What do we already know about this topic?

• Migraine pain is thought to ultimately require activation of nociceptors in the cranial meninges.
• This process likely involves dural mast cell (MC) degranulation and secretion of inflammatory mediators, cytokines, chemokines and proteases that activate nociceptors.
• Tryptase, the most abundant MC protease, has been shown to stimulate additional MC as well as trigeminal nociceptors by activating the protease-activated receptors 2 (PAR-2) receptor.^1,2
• Mast cell or neuronal PAR-2 receptors may, therefore, represent a novel target for migraine treatment.

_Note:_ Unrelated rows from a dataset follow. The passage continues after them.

PR #1813, opened 2022-02-09
add new scenario 9

davemehr:
I have created the new pnp modern search scenario 9. Add images in assets. Updated the index with the new scenario.


davemehr:
Yes I can, and all other entries move up a number? Or does we want to continue without "number"?

wobba:
I think removing the numbers is the way to go.. makes it easier :)

davemehr:
Yes, agreed ;) . I will rearrange the scenarios without numbers.

Issue #972, opened 2021-04-29
PnP search Refiner WebPart(v4.1) – File Types should group and show user friendly names


ShariqSiddiquie:
**Is your feature request related to a problem? Please describe.**
Search refiner template group the similar file types and show user friendly names.
We have this feature in SharePoint 2013

**Describe the solution you'd like**
All similar file types should club in one group and the group name should be user friendly.
Ex :- “Word” group (.doc, .docx)

**Describe alternatives you've considered**
This feature should be in PnP Search refiner similar as SharePoint 2013. Actual file type names are not user friendly.   

**Additional context**
Please see the attached document with screenshots

[PnPSearchRefiner(v.1) FileType group and user friendly names.docx](https://github.com/microsoft-search/pnp-modern-search/files/6399001/PnPSearchRefiner.v.1.FileType.group.and.user.friendly.names.docx)

ShariqSiddiquie:
This is a very good feature in SharePoint 2013. It would be great if we get this feature in PnP Refiners. 
When we can expect to get this feature in PnP Search Refiners?

wobba:
You would need one or more property matching expressions which is used to group over to a UX label. Pseudo logic below, and question is how advanced you want to get with AND/OR's.

```
Label = Document
   FileType contains doc
   OR FileType contains pdf
   AND SPContentType equals CoolDoc
Label = Spreadsheet
   FileType contains xls
```

where the expressions must support being translated into FQL when you click on them.

edarroudi:
Hey @wobba ,
i'll start with  this now - just a general question: I would like to use Hooks instead of the old class centric React development. Would that be fine with you guys?

wobba:
@edarroudi You can use hooks if you want, but mixing and matching patterns may make code more cluttered. So I'm a bit ambivalent.

FranckyC:
Same here, I find hooks hard to read in my opinion. If you prefer this option, why not but make it easy to read and follow.

edarroudi:
Hi guys, 
i implemented a bit of the layout for the grouped refiners and wanted to ask if i go into the right direction here.
I believe that most users only need a simple grouping with a list of values that belong to the "group label".
I have an advanced option in mind where the user can just write some FQL themselves - with no checks on our end.
Do you see any issues here? I don't want to implement a FQL editor or funny stuff like that. Mayvbe we have to think about some security issues here.

Another question would be the sorting behaviour: 
[...]

PR #1845, opened 2022-02-17
972: Refiner Grouping 

edarroudi:
See https://github.com/microsoft-search/pnp-modern-search/issues/972
This is just a draft for now as there might be the need for additional options, security checks ...
image
image
image
image
image

Todos:

1. Additional language resources
2. Check for possible security issues
3. Update documentation
4. Many tests / combinations
3. How to go on with the counts. Its probably impossible to correctly calculate the "advanced" mode count

**Decided to check the following 2 options in another version. Will add too much complexity right now.**
 _[optional] Allow the usage of Tokens in the advanced (and simple) fql.
 [optional] Allow user to set if Grouped labels should stay of the top of the Combobox/Checkbox_

Regarding the advanced FQL request: It works but i'm not sure if it is really correct from the syntax :)


wobba:
Sorry we don't have time to properly test this for the next release, but will get it included in the v4.8 release.

wobba:
Should we set this from draft and start to address it?

edarroudi:
> Should we set this from draft and start to address it?

no I still have to adress some issues / optimize it. I'm thinking of switching to a rule tree control for the advanced KQL mode but I have to finish that controll here https://github.com/pnp/sp-dev-fx-property-controls/pull/456 (very soon).

Will concentrate on this PR beginning next week. Do you know when you guys will publish 4.8.0 ?

edarroudi:
@wobba I had some time to think about it. The advanced Editor is not necessary and as it would lead to a lot of work I think we should move forward with this solution. My questions / Todos are still open - I will continue / finish the implementation once you and @FranckyC come to a conclusion or have some remarks on this - otherwise I will be investing a lot of time without knowing if you guys are actually ok with the approach. Thats why I set this now to Ready for reveiew - although it's not really 100% ready ;-)

edarroudi:
Update 2022-11-11
I'm currently updating the handling of Grouped Filter (Labels) and testing everything. Will request a review once done (probably by monday).

edarroudi:
I fixed some issues and tested it many times. From my perspektive it works fine. 
I don't allow refiner grouping on date type templates yet. Maybe in a future version? Don't know if i would have to check several issues there.

@FranckyC do you have some time to check / comment this?

Once I get a go I update the rest of the language files and the docs. **Thank you.**

edarroudi:
I will add and test number fields with ranges next week. And check what has to be done for date fields

edarroudi:
For now again in draft, will recheck this. Maybe wil start with some refactoring of the base filter code itself in another branch.

wobba:
Should we close this one?

edarroudi:
Yeah there is too much work left for it to work in every scenario. And those users who want to have grouped refiners can implement it through UI in the current version.

mozilla0:
@edarroudi where did you implement this in the UI?

MirasMNC:
> Yeah there is too much work left for it to work in every scenario. And those users who want to have grouped refiners can implement it through UI in the current version.

Hi, may I ask you how is this possible to do it via UI? Currently we are facing the same issue that end users gave us feedback about filters. It would be nice to have an option to group some filetypes and give them friendly display name. Thank you :)

wobba:
@MirasMNC someone needs to invest developer time to create a filetype filter which works semantically and on the pure values.

Issue #1372, opened 2021-10-06
Localized dates not available?


phoob:
I have been trying to display dates in a search results template, but I am not able to get the correct localization. 

The UI language is set to Norwegian for me, so I would expect
```{{getDate RefinableDate00 "LL"}}```
to show `6. oktober 2021` but it shows `October 6, 2021`

According to the docs, I should also be able to use {{moment}}, where I can set the "lang" attribute. So I would also expect
```{{moment RefinableDate00 lang="nb" format="LL"}}```
to show `6. oktober 2021`, but that gives me the the same result as above (`October 6, 2021`). I have also tried
```{{moment RefinableDate00 locale="nb" format="LL"}}```.

Using `{{moment}}` I have also tried other locales, such as "fr" and "fi", but the dates are still displayed in English.

Please help :)

**Comment by phoob** [comment]
> Duplicate of #1253. Can you try with the `develop` branch?

Thanks! It works using `{{moment}}` in develop.

I still get English when I use `{{getDate}}`, but curiously it prints the date in Norwegian when I use it after a moment tag… so:

```
  <p>{{getDate (slot item @root.slots.StartDate) "LL"}}</p>
  <p>{{moment (slot item @root.slots.StartDate) lang="nb" format="LL"}}</p>
```
prints
```
October 4, 2021
4. oktober 2021
```
but 
```
  <p>{{moment (slot item @root.slots.StartDate) lang="nb" format="LL"}}</p>
  <p>{{getDate (slot item @root.slots.StartDate) "LL"}}</p>
```
prints
```
4. oktober 2021
4. oktober 2021
```

**Comment by phoob** [comment]
Ok.. tested a bit more. It seems it is because of the moment tag I used before the second getDate... if I change the line

```
            {{#if (moment (slot item @root.slots.StartDate) isAfter=(moment format="YYYY-MM-DD"))}}
```

to 

```
            {{#if (moment (slot item @root.slots.StartDate) lang="nb" isAfter=(moment lang="nb" format="YYYY-MM-DD"))}}
```

the subsequent getDate yields Norwegian formatting…

eduardpaul:
I'm pretty sure that it's the same issue that I had with Spanish: SharePoint UI Culture is "es-es" but momentjs has only "es.js" locale file. After the change: 

![image](https://user-images.githubusercontent.com/1370426/161131854-b2a72405-9cd2-448e-99dd-84eb20a111ca.png)

[...]

PR #1986, opened 2022-03-31
Fix momentjs locale

eduardpaul:
- Momentjs locale files now included in production bundle.
- Fixed several languages in momentjs that are using two letter file name (nb-NO, es-es,...) instead SP ISO format. 
- This PR should close [this](https://github.com/microsoft-search/pnp-modern-search/issues/1372) as it's working with 'es-es'.

### DIFF
--- a/search-parts/gulpfile.js
+++ b/search-parts/gulpfile.js
@@ -76,10 +76,12 @@ const envCheck = build.subTask('environmentCheck', (gulp, config, done) => {
                 }
             });
 
-            // Exclude moment.js locale for performance purpose
-            generatedConfiguration.plugins.push(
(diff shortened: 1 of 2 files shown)


FranckyC:
Hi @eduardpaul, thanks for the fix. It actually works be it also seems some locales are missing from your array. For instance, I had to add 'fr' manually in the `momentTwoLetterLanguageName` array. Can you do a quick check to ensure all supported languages (i.e. the ones who have resources files in the solution) are at least present? Thanks!

eduardpaul:
Very good point @FranckyC  fr-fr and nl-nl was missing. Didn't add them because momentjs has fr-ca and fr-cha and I didn't realize that the least exotic was missing! :D

FranckyC:
That was quick, thanks again @eduardpaul !

PR #1541, opened 2021-11-18
Create de-de.js / German language

dominiqueborer:
Added German to the repo

PR #1987, opened 2022-03-31
Updated: Create de-de.js / German language based on 1541

edarroudi:
Updated original de-de.js file from [dominiqueborer](https://github.com/dominiqueborer) in #1541 
Added the german webpart loc files


FranckyC:
Danke @edarroudi !

Issue #2059, opened 2022-05-03
Use anchors in search verticals 


d-martins:
**Is your feature request related to a problem? Please describe.**
When a search vertical item is set as hyperlink, the rendered DOM does not include anchor elements to handle the navigation. As a result, the soft-navigation from SharePoint modern pages is not triggered and the browser needs to fully reload the clicked vertical's page.

**Describe the solution you'd like**
If a vertical is set to be an hyperlink, SharePoint's soft navigation should be triggerable

**Additional context**
These videos compare the current navigation (button click event) and possible anchor navigation.
The anchors are being injected by a script in the console, replacing the text span with an anchor using mutation observers.

https://user-images.githubusercontent.com/6013384/166473596-98706130-3ccb-4820-9cf4-e29e61308f72.mp4

https://user-images.githubusercontent.com/6013384/166473600-5c1be9a8-d275-42d5-a701-282e5682edd6.mp4

PR #2065, opened 2022-05-04
Support SharePoint soft navigation

d-martins:
See [#2059](https://github.com/microsoft-search/pnp-modern-search/issues/2059)

**To test the solution:**
- Create 2 pages in a SharePoint site collection
- Add the PnP -Search Verticals web part to each
- In one page, configure 2 verticals, one for each page
  - The verticals should be hyperlinks
  - The hyperlink should be configured to open on the current tab
- Copy the settings from the web part and apply them on the second page
- Publish both pages
- Click on the tabs. Only the content area should refresh

### DIFF
--- a/search-parts/src/webparts/searchVerticals/components/SearchVerticalsContainer.tsx
+++ b/search-parts/src/webparts/searchVerticals/components/SearchVerticalsContainer.tsx
@@ -95,7 +95,17 @@ export default class SearchVerticalsContainer extends React.Component<ISearchVer
           const behavior = vertical.openBehavior === PageOpenBehavior.NewTab ? '_blank' : '_self';
           this.props.tokenService.resolveTokens(vertical.linkUrl).then((resolvedUrl: string) => {           
             resolvedUrl = resolvedUrl.replace(/\{searchTerms\}|\{SearchBoxQuery\}/gi, GlobalSettings.getValue(BuiltinTokenNames.inputQueryText));
-            window.open(resolvedUrl, behavior);
+
+            if(behavior === "_blank"){
+              window.open(resolvedUrl, behavior);
+            }else{
+              // Allow SharePoint to intercept the click and do a soft navigation
+              document.body.insertAdjacentHTML('beforeend', `<a target="${behavior}" href="${resolvedUrl}" style="display:none;"></a>`);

How was this study conducted?

• In-vivo study conducted in 6-week-old female C57BL/6 mice injected with a fully humanized PAR-2 monoclonal antibody (mAb) either 72 hours before the first restraint-stress, or 72 hours before umbellulone inhalational exposure, to determine the contribution of PAR-2 receptors in preventing (a) restraint stress-induced sensitization and (b) allodynia induced by inhalational umbellulone.
• To induce the injury-free migraine model, mice were submitted to three days of restraint stress, and tactile frequency of response was evaluated over the next two weeks.
• Fourteen days after the last restraint stress, mice were exposed to inhalational umbellulone oil (0.01M), for 30 min under isofluorane anesthesia (2%), followed by tactile response frequency assessment.